Problem: The response must contain every line from the records below that has "might".

━━━ Information shown ━━━

PR #650, opened 2015-08-05
Enh doc tidyup

to266:
- pycharm inspect fixes
 - updated copyright to 2015
 - changed all "Hyperspy" to "HyperSpy"

### DIFF
--- a/hyperspy/_signals/eds.py
+++ b/hyperspy/_signals/eds.py
@@ -1,5 +1,5 @@
 # -*- coding: utf-8 -*-
-# Copyright 2007-2011 The HyperSpy developers
+# Copyright 2007-2015 The HyperSpy developers
 #
 # This file is part of  HyperSpy.
 #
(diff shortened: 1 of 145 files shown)


hyperspy/_signals/eds.py
```diff
@@ -122,7 +122,7 @@ def _get_beam_energy(self):
         units_name = self.axes_manager.signal_axes[0].units
 
         if units_name == 'eV':
-            beam_energy = beam_energy * 1000
+            beam_energy *= 1000
         return beam_energy
```
vidartf: Is it possible for `beam_energy` to be a reference (like an `ndarray`)? If so, this change might mean that you will change the value stored in the metadata: Previously the value of `beam_energy` was copied and reassigned, now it modifies the value "in place".

vidartf:
I went through the diff, and except my comment about the compound operator (might be valid concern for other such replacements as well), it looks OK to me.

hyperspy/_signals/eds.py
to266: That's true. In this particular case it is not relevant, but I will go through and check

to266:
@vidartf thanks for the review. Apparently the `beam_energy` is the most problematic - if it was indeed an array, I'd have to change it back. However it looks like it's always a number, so it's fine

francisco-dlp:
The landscape report points at some genuine remaining problem.

to266:
Attempted to fix the landscape problems, ready for review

━━━

Solution:
vidartf: Is it possible for `beam_energy` to be a reference (like an `ndarray`)? If so, this change might mean that you will change the value stored in the metadata: Previously the value of `beam_energy` was copied and reassigned, now it modifies the value "in place".
I went through the diff, and except my comment about the compound operator (might be valid concern for other such replacements as well), it looks OK to me.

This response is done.